Lesehinweis: Rockfeller-Urenkelin greift Öl-Multi an

stern: Exxon Mobil mitschuld an Klimakrise

Die Wirtschaftswissenschaftlerin Neva Goodwin Rockefeller ist Ko-Direktorin des Global Development And Environment Institute an der Tufts-Universität in Massachusetts und Urenkelin von Standard Oil-Gründer John D. Rockefeller. Der beherrschte zeitweise 90 Prozent des US-Ölmarktes, Grundstein des sagenhaften Reichtums der Rockefellers. Heute sagt die 74jährige: „Wir hätten vor Jahrzehnten den Klimawandel verhindern können. Doch man hat uns belogen.“ Der von ihrem Urgroßvater gegründete Energie-Gigant, heute Exxon Mobil, sei mitschuldig am Klimawandel und leugne das wider besseres Wissen – schreibt stern-USA-Korrespondent Nicolas Büchse am 22.12.2018.

Atlantik vor US-Küste – Foto © Gerhard Hofmann für Solarify

Neva Goodwin Rockefeller, eine Frau der Fakten, stellt sich die Frage, ob ihr „Urgroßvater mit seiner ersten Ölraffinerie nicht nur den Urmythos ihrer Dynastie schuf, sondern auch ihre Ursünde beging“ (Büchse). Und sie sieht ihre Familie in der Pflicht. Ihr Feldzug gegen Exxon begann 2003. Lange versuchte der Ölmulti in der Folge, die Kritikerin klein zu halten. Schließlich finanzierte die Rockefeller-Stiftung Recherchen von Journalisten, die herausfanden, dass Exxon schon 1977 über den klimaschädlichen Einfluss der Verbrennung fossiler Energieträger Bescheid wusste. 1982 warnte ein interner Report davor, dass „katastrophale Ereignisse“ drohten, wenn die Nutzung fossiler Brennstoffe nicht reduziert würde. Exxon hielt die Studien geheim.

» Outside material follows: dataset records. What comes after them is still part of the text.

PR #4011, opened 2026-07-10
feat(attendance): R8 — quiet-hours window for DingTalk notification delivery

zensgit:
## What

Adds a quiet-hours window that defers the C5-2 attendance notification delivery
worker's dispatch rather than lose or misdate events.

- `ATTENDANCE_NOTIFICATION_QUIET_HOURS="HH:MM-HH:MM"` — 24h clock, cross-midnight
  aware (e.g. `22:00-08:00`). Unset/empty = off (unchanged behavior). Malformed →
  off + one `warn` log, never a crash.
- `ATTENDANCE_NOTIFICATION_QUIET_HOURS_TZ` — IANA zone, defaults to `Asia/Shanghai`.
  Invalid zone → off + one `warn` log.
- Gate sits in `AttendanceNotificationDeliveryWorker.runBatch()` **before**
  `claimDueDeliveries()`: an in-window tick returns the zero-result shape
  (`{claimed:0,sent:0,retrying:0,failed:0,skipped:0}`) without touching the DB.
  Due outbox rows stay `pending`/`retrying` with `next_attempt_at` unchanged, no
  lease taken, `attempt_count` not incremented — no event loss, no retry/lease
  interaction. Once the window ends, the existing `ORDER BY next_attempt_at`
  drains them oldest-first.
- Local `HH:MM` is computed via `Intl.DateTimeFormat` in the configured
  timezone (**not** `toTimeString()`), unlike the pre-existing
  `NotificationService.isInQuietHours` precedent (a separate, per-subscription
  in-app path) whose wrap-logic *shape* this borrows but whose TZ bug
  (ignoring its own `timezone` field, using server-local time) it does not repeat.
- Wired through `AttendanceScheduler.resolveAttendanceNotificationDeliveryJob`
  alongside the other `ATTENDANCE_NOTIFICATION_*` knobs (batch size, lease,
  max attempts) for consistency.
- `.env.example` documents both new vars next to the existing
  `ATTENDANCE_NOTIFICATION_DEEP_LINK_ENABLED` block.

## Why

Attendance DingTalk (and email) outbox notifications currently have no
time-of-day gate — producers insert rows with `next_attempt_at` defaulting to
`now()`, and the worker claims/sends any due row 24/7 whenever the scheduler
job is enabled. This adds an opt-in nighttime quiet window.

## Scope decision (flag for review)

**v1 is deployment-wide env config**, consistent with every other
`ATTENDANCE_NOTIFICATION_*` knob (batch size, lease ms, max attempts, default
channel) — the worker is org-agnostic and claims rows across all orgs in one
query, so per-org gating would need a per-row org lookup at claim time (a
bigger surface change). It also defers **all channels**, including
`email_smtp` — a single worker-level gate, not a per-channel one.

**Per-org and per-channel quiet hours are named follow-ups, not v1.**

## Test evidence

New pure-unit suite `packages/core-backend/tests/unit/attendance-notification-quiet-hours.test.ts`
(13 tests, all green) — the worker already injects `query` and `now()`, no
real-DB wiring needed:

- Inside a non-wrapping window → zero-result shape, `query` never called.
- Outside the window → claims normally, real claim SQL (`FOR UPDATE SKIP
  LOCKED`) actually issued.
- Cross-midnight `22:00-08:00`: `23:30` and `07:30` both defer, `12:00` sends.
- Deferral is logged once per window entry, not on every tick.
- `resolveAttendanceNotificationQuietHours`: unset/empty → off no warn;
  malformed shape / out-of-range HH:MM / unrecognized IANA TZ → off + exactly
  one warn each; valid window with TZ unset → defaults to `Asia/Shanghai`;
  valid window + explicit TZ → both honored.
- `isAttendanceNotificationQuietHours` timezone correctness: same UTC instant
  evaluated against `Asia/Shanghai` vs `UTC` configs disagrees as expected
  (proves the formatter actually consults `config.timeZone`).
- Worker-level env resolution at construction: malformed/unset env → gate off,
  worker claims normally.

Ran full existing `attendance-scheduler.test.ts` +
`attendance-email-delivery-channel.test.ts` alongside — 53/53 pass, no
regressions. `tsc --noEmit` clean.

### Mutation table

| Mutation | Result |
|---|---|
| Delete the pre-claim quiet-hours guard in `runBatch()` | 3 tests RED (zero-SQL assertion, cross-midnight defer, once-per-entry log) |
| Break the wrap logic (drop the `start<=end` branch, always use the non-wrapping comparison) | 2 tests RED (cross-midnight `23:30`/`07:30` no longer defer) |

Both mutations applied against the committed implementation, observed RED,
then reverted via `git checkout --` before pushing (implementation in this
PR is unmodified from what was tested green).

## Honest gaps / not proven

- No real-DB integration test asserting a pending row's `attempt_count`
  literally stays `0` across a quiet-window `runBatch()` against real
  Postgres — the unit-level "query never called" assertion is the
  intentionally chosen proof surface per the brief (this needs no
  `plugin-tests.yml` wiring as a result).
- Rows claimed seconds before the window starts still send — lease is
  already taken by claim time; inherent to a pre-claim gate, not a bug.
- Morning drain after a window ends is bounded by `batchSize` (default 50)
  per scheduler tick — unchanged from existing behavior, fine at current
  volumes.

## Ops note

Nothing changes for existing deployments unless
`ATTENDANCE_NOTIFICATION_QUIET_HOURS` is explicitly set — default behavior
(env unset) is byte-identical to before this PR.

### DIFF
--- a/.env.example
+++ b/.env.example
@@ -66,6 +66,10 @@ JWT_EXPIRES_IN=2h
 #   notifications simply wait (no event loss, no retry/lease interaction) until the
 #   window ends. Unset/empty = off (unchanged behavior). Malformed value = off + one
 #   warn log, never a crash. Supports cross-midnight windows, e.g. "22:00-08:00".
+#   Both endpoints are INCLUSIVE of the whole minute (e.g. "22:00-08:00" still defers at
+#   08:00:59). start === end (e.g. "22:00-22:00") is INVALID, not a zero-length or
+#   full-day window — it is rejected the same as a malformed value (off + one warn); use
+#   two distinct HH:MM values.
 #   v1 is deployment-wide (all orgs) AND channel-agnostic: the gate sits BEFORE the worker
 #   claims any outbox row, so it applies to EVERY channel this worker dispatches — DingTalk,
 #   WeCom, and email_smtp alike — with no per-channel opt-out. Per-org quiet hours is a
--- a/.env.example
+++ b/.env.example
@@ -60,6 +60,20 @@ JWT_EXPIRES_IN=2h
 # WECOM_AGENT_ID=1000002
 # Optional override (defaults to https://qyapi.weixin.qq.com):
 # WECOM_BASE_URL=https://qyapi.weixin.qq.com
+#
+# ATTENDANCE_NOTIFICATION_QUIET_HOURS (R8) — "HH:MM-HH:MM" (24h clock, local to the TZ
+#   below); gates the C5-2 delivery worker BEFORE it claims outbox rows, so due
+#   notifications simply wait (no event loss, no retry/lease interaction) until the
+#   window ends. Unset/empty = off (unchanged behavior). Malformed value = off + one
+#   warn log, never a crash. Supports cross-midnight windows, e.g. "22:00-08:00".
+#   v1 is deployment-wide (all orgs) AND channel-agnostic: the gate sits BEFORE the worker
+#   claims any outbox row, so it applies to EVERY channel this worker dispatches — DingTalk,
+#   WeCom, and email_smtp alike — with no per-channel opt-out. Per-org quiet hours is a
+#   follow-up, not v1.
+# ATTENDANCE_NOTIFICATION_QUIET_HOURS=22:00-08:00
+# ATTENDANCE_NOTIFICATION_QUIET_HOURS_TZ — IANA zone for the window above. Defaults to
+#   Asia/Shanghai when ATTENDANCE_NOTIFICATION_QUIET_HOURS is set but this is not.
+# ATTENDANCE_NOTIFICATION_QUIET_HOURS_TZ=Asia/Shanghai
 
 # =============================================================================
 # REDIS CACHE (Optional)
--- a/packages/core-backend/src/services/AttendanceNotificationDeliveryWorker.ts
+++ b/packages/core-backend/src/services/AttendanceNotificationDeliveryWorker.ts
@@ -243,6 +243,13 @@ const DEFAULT_QUIET_HOURS_TZ = 'Asia/Shanghai'
  * Malformed input (bad "HH:MM-HH:MM" shape, or a TZ Intl does not recognize) never throws: it logs a
  * single warn and disables the gate (off), exactly like unset — a typo in ops config must not crash the
  * scheduler tick or start silently dropping notifications outside a window nobody intended.
+ *
+ * Channel-agnostic by construction: this config is consumed only by AttendanceNotificationDeliveryWorker
+ * .runBatch()'s pre-claim gate (see the R8 comment there), which runs BEFORE claimDueDeliveries() and
+ * therefore BEFORE any per-row channel dispatch. It applies to every channel this worker dispatches —
+ * DingTalk, WeCom, and email alike — with no per-channel opt-out; there is no separate claim/send path
+ * for any registered channel that could bypass it (verified for WeCom's S4 adapter, which routes through
+ * the same channelsByName / deliver() call site as DingTalk and email).
  */
 export function resolveAttendanceNotificationQuietHours(
   env: NodeJS.ProcessEnv = process.env,
@@ -257,6 +264,19 @@ export function resolveAttendanceNotificationQuietHours(
     )
     return null
   }
+  const start = `${match[1]}:${match[2]}`
+  const end = `${match[3]}:${match[4]}`
+  if (start === end) {
+    // start === end (e.g. "22:00-22:00") is treated as INVALID config, same tier as a malformed shape —
+    // NOT as a valid zero-length or full-day window. A zero-length window is almost certainly a config
+    // typo, not an intentional one-minute quiet period; and "fixing" it to mean full-day-quiet instead
+    // would let a typo silently stop ALL attendance notifications for 24h with no visible signal beyond
+    // this warn. Least-surprise is to refuse the config outright, exactly like a malformed shape.
+    logger.warn(
+      `Ignoring ATTENDANCE_NOTIFICATION_QUIET_HOURS="${raw}" (start equals end — a zero-length window is not a valid config; use two distinct HH:MM values); quiet hours disabled`,
+    )
+    return null
+  }
   const timeZone = (env.ATTENDANCE_NOTIFICATION_QUIET_HOURS_TZ ?? '').trim() || DEFAULT_QUIET_HOURS_TZ
   try {
     // Throws RangeError for a zone Intl does not recognize; this is the validation, the format result
@@ -266,7 +286,7 @@ export function resolveAttendanceNotificationQuietHours(
     logger.warn(`Ignoring invalid ATTENDANCE_NOTIFICATION_QUIET_HOURS_TZ="${timeZone}"; quiet hours disabled`)
     return null
   }
-  return { start: `${match[1]}:${match[2]}`, end: `${match[3]}:${match[4]}`, timeZone }
+  return { start, end, timeZone }
 }
 
 /**
@@ -275,10 +295,23 @@ export function resolveAttendanceNotificationQuietHours(
  * computed via Intl.DateTimeFormat in the CONFIGURED timezone — NotificationService uses
  * `toTimeString()` (server-local time) and silently ignores its own `timezone` field; that bug is not
  * repeated here.
+ *
+ * Both endpoints are INCLUSIVE: `current <= end` means the window covers the entire end minute (e.g.
+ * "22:00-08:00" still defers at 08:00:59), not up-to-but-excluding it. Intentional, documented here and
+ * in .env.example — not changed by this pass.
+ *
+ * Fail-OPEN on a broken Intl result: if formatToParts unexpectedly omits the hour/minute parts (should
+ * not happen given the options passed above, but a broken runtime ICU data set is not impossible), this
+ * returns `false` (outside the window) rather than defaulting to "00:00". Defaulting to midnight would
+ * silently land inside any cross-midnight window and could make notifications stop flowing permanently
+ * and invisibly on every tick. A late/deferred notification is recoverable (the next in-window tick
+ * sends it); a silent permanent quiet window is not — so an unparseable local time must not block
+ * delivery.
  */
 export function isAttendanceNotificationQuietHours(
   now: Date,
   config: AttendanceNotificationQuietHoursConfig,
+  logger: Pick<Logger, 'warn'> = new Logger('AttendanceNotificationDeliveryWorker'),
 ): boolean {
   const parts = new Intl.DateTimeFormat('en-US', {
     timeZone: config.timeZone,
@@ -286,8 +319,14 @@ export function isAttendanceNotificationQuietHours(
     minute: '2-digit',
     hourCycle: 'h23',
   }).formatToParts(now)
-  const hour = parts.find((p) => p.type === 'hour')?.value ?? '00'
-  const minute = parts.find((p) => p.type === 'minute')?.value ?? '00'
+  const hour = parts.find((p) => p.type === 'hour')?.value
+  const minute = parts.find((p) => p.type === 'minute')?.value
+  if (hour === undefined || minute === undefined) {
+    logger.warn(
+      `Could not determine local time for quiet-hours check (timeZone="${config.timeZone}"); treating as OUTSIDE the quiet window so notifications are not blocked`,
+    )
+    return false
+  }
   const current = `${hour}:${minute}`
   if (config.start <= config.end) {
     return current >= config.start && current <= config.end
@@ -824,7 +863,14 @@ export class AttendanceNotificationDeliveryWorker {
       // runBatch() call drains them oldest-first via claimDueDeliveries' ORDER BY. This must NOT be
       // expressed as a channel-level retryable failure — that would burn attempt_count toward
       // maxAttempts and could dead-letter a row via computeDeliveryBackoffMs's up-to-6h backoff.
-      if (this.quietHours && isAttendanceNotificationQuietHours(this.now(), this.quietHours)) {
+      //
+      // This gate fences the WHOLE batch, not any one channel: claimDueDeliveries() is the ONLY place
+      // outbox rows get claimed, and deliver() (the only caller of channel.send()) only runs over rows
+      // that claimDueDeliveries() returned. Every registered AttendanceDeliveryChannel — DingTalk, WeCom
+      // (S4), and email — is dispatched exclusively through that one claim -> deliver loop below, so
+      // quiet hours applies to every channel this worker dispatches with no per-channel opt-out. Ratified
+      // product decision (owner, 2026-07-10): "don't disturb at night" is channel-independent.
+      if (this.quietHours && isAttendanceNotificationQuietHours(this.now(), this.quietHours, this.logger)) {
         if (!this.quietHoursLogged) {
           this.logger.info(
             `Attendance notification dispatch deferred: quiet hours ${this.quietHours.start}-${this.quietHours.end} (${this.quietHours.timeZone})`,
--- a/packages/core-backend/src/services/AttendanceNotificationDeliveryWorker.ts
+++ b/packages/core-backend/src/services/AttendanceNotificationDeliveryWorker.ts
@@ -93,6 +93,13 @@ export interface AttendanceNotificationDeliveryWorkerOptions {
   workerId?: string
   now?: () => Date
   logger?: Logger
+  /**
+   * R8 quiet hours gate. `undefined` (the default when the worker is constructed by
+   * resolveAttendanceNotificationDeliveryJob) resolves from ATTENDANCE_NOTIFICATION_QUIET_HOURS /
+   * ATTENDANCE_NOTIFICATION_QUIET_HOURS_TZ at construction time; pass `null` explicitly to force the
+   * gate off (e.g. tests), or a concrete config to bypass env parsing entirely (also tests).
+   */
+  quietHours?: AttendanceNotificationQuietHoursConfig | null
 }
 
 export interface DingTalkAttendanceDeliveryChannelOptions {
@@ -212,6 +219,80 @@ export function computeDeliveryBackoffMs(attemptCount: number): number {
   if (attemptCount === 3) return 15 * 60_000
   if (attemptCount === 4) return 60 * 60_000
   return 6 * 60 * 60_000
+}
+
+export interface AttendanceNotificationQuietHoursConfig {
+  /** 24h "HH:MM", local to `timeZone`. */
+  start: string
+  /** 24h "HH:MM", local to `timeZone`; may be < start (cross-midnight window, e.g. 22:00-08:00). */
+  end: string
+  /** IANA zone name, e.g. "Asia/Shanghai". */
+  timeZone: string
+}
+
+const QUIET_HOURS_ENV_PATTERN = /^([01]\d|2[0-3]):([0-5]\d)-([01]\d|2[0-3]):([0-5]\d)$/
+const DEFAULT_QUIET_HOURS_TZ = 'Asia/Shanghai'
+
+/**
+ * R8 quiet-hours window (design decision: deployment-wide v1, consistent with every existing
PR #4012, opened 2026-07-10
feat(multitable): History Center record titles + type-aware link/person diff values (PR-B)

zensgit:
**Stacked on #4007 (PR-A)** — retarget to main after #4007 lands, land bottom-up per stacked-PR discipline.

R9 UX-parity audit findings (b)(h)(i): the History Center rendered only short raw record ids and JSON.stringify'd link/person diff values, even though everything needed is already on the wire.

### What
1. **Record titles** — `pickRecordTitle` (the TrashModal heuristic: first field in column order whose value renders non-empty; masked fields render '—' and are skipped) over the change's OWN permission-masked payload: `after` = full post-change snapshot; `before` = pre-delete snapshot, so **deleted records title from `before`**. Fallback = short id; full id kept in the `title` attr. Leak-safe by construction: no fetch, no un-masking, masked-everything payloads fall back to the id.
2. **Type-aware diff values** — `fields` prop widened (optional `type/order/property`); values route through the shared `formatFieldDisplay` (exact same renderer as MetaRecordDrawer's history diffs) fed by the grid's `linkSummaries`/`personSummaries` caches plumbed workbench→modal→list. Cache miss (historical/deleted/off-page rows) → formatFieldDisplay's own count/id fallbacks. Unknown-type fields keep the legacy plain-text path — the 6 pre-existing spec cases passing unchanged is the regression proof.

### Verification
- 6 new spec cases (titles ×3, link ×2, person ×1) in the CI-wired `multitable-history-center-inline-diff.spec.ts` (gate wiring = #4006).
- **Mutation-verified**: neuter title path → exactly 2 red; force legacy value path → exactly 3 red.
- Neighbor sweep: 7 files / 48 tests green (all 3 history-center specs + history-fe + field-scope wiring + restore-wiring + trash-fe). `vue-tsc` clean.

### Not covered / honest limitations
- All-tables mode: batches from NON-active sheets still have no field metadata threaded in → id-fallback labels there (pre-existing; separate candidate in the R9 audit).
- Link/person resolution is best-effort from currently-loaded grid caches; fully resolving arbitrary historical ids would need a new batched lookup endpoint (gated, owner menu).
- pickRecordTitle without summaries can pick a link-count text as 'title' if a link field is the first column (house-consistent with TrashModal).

### DIFF
--- a/apps/web/src/multitable/components/HistoryBatchChangesList.vue
+++ b/apps/web/src/multitable/components/HistoryBatchChangesList.vue
@@ -115,13 +115,27 @@ function formatDiffValue(v: unknown): string {
 // resolve to display names via the grid's already-fetched summary caches, with formatFieldDisplay's own
 // count/id fallbacks on cache miss (historical/deleted/off-page rows). Fields known only by id/name
 // (e.g. non-active sheets in all-tables mode) keep the legacy plain-text path above.
+//
+// Owner P2 (link sides): the cached link summaries describe the record's CURRENT cell, and
+// formatFieldDisplay renders the summaries VERBATIM when present — ignoring `value`. A history diff
+// renders two DIFFERENT values (before vs after) for the same cell, so each side must get only the
+// summaries for ITS OWN ids, in value order; otherwise before=[A] and after=[A,B] both display "A, B".
+// Full coverage of this side's ids → value-ordered summaries; any miss → null (formatFieldDisplay's
+// honest count fallback) rather than an under-counted name list.
+function linkSummariesForSide(c: HistoryChange, fieldId: string, v: unknown): LinkedRecordSummary[] | null {
+  const cached = props.linkSummaries?.[c.recordId]?.[fieldId]
+  if (!cached?.length || !Array.isArray(v)) return null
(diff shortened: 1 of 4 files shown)


zensgit:
**Owner P2 fixed + rebased onto the updated PR-A.**

- `linkSummariesForSide`: each diff side now gets only the summaries for ITS OWN value ids, in value order (the cache describes the CURRENT cell; `formatFieldDisplay` renders summaries verbatim, ignoring `value` — so unfiltered pass-through showed the same name list on both sides).
- Partial cache coverage → honest count fallback, never an under-counted name list.
- Tests now assert **both sides** (before=[A] must NOT contain 'Beta Task') + a partial-coverage case. **Mutation-verified**: unfiltered pass-through → exactly the two new assertions red ('Alpha Task, Beta Task' not to contain 'Beta Task' / under-counted 'Alpha Task').
- Person values were already value-driven inside formatFieldDisplay (per-id map + raw-id fallback) — unchanged.
- Also rebased onto #4007's layer-2∩layer-3 fix (historyVisibleFields).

Im Oktober 2015 dann schrieb Shannon Hall im Scientific American, über eine neue Untersuchung des Pulitzerpreis-Gewinners Inside Climate News, derzufolge Exxon Mobil zwar sehr wohl die wissenschaftlichen Erkenntnisse verstanden hatte, lange bevor sie zu einem öffentlichen Thema wurden. Aber die Ölgesellschaft finanzierte  jahrzehntelang mit zweistelligen Millionensummen Lobbygruppen und Pseudo-Thinktanks, die den anthropogenen Klimawandel anzweifelten und bewusst Fehlinformationen publizierten. (siehe: solarify.eu/2015/exxon-wusste-schon-vor-fast-40-jahren-vom-klimawandel). Exxon soll zudem in großem Stil Einfluss auf die Forschung genommen haben, um zu vertuschen, in welchem Ausmaß das äußerst profitable Geschäftsmodell des Konzerns eine Belastung für das Klima darstellte.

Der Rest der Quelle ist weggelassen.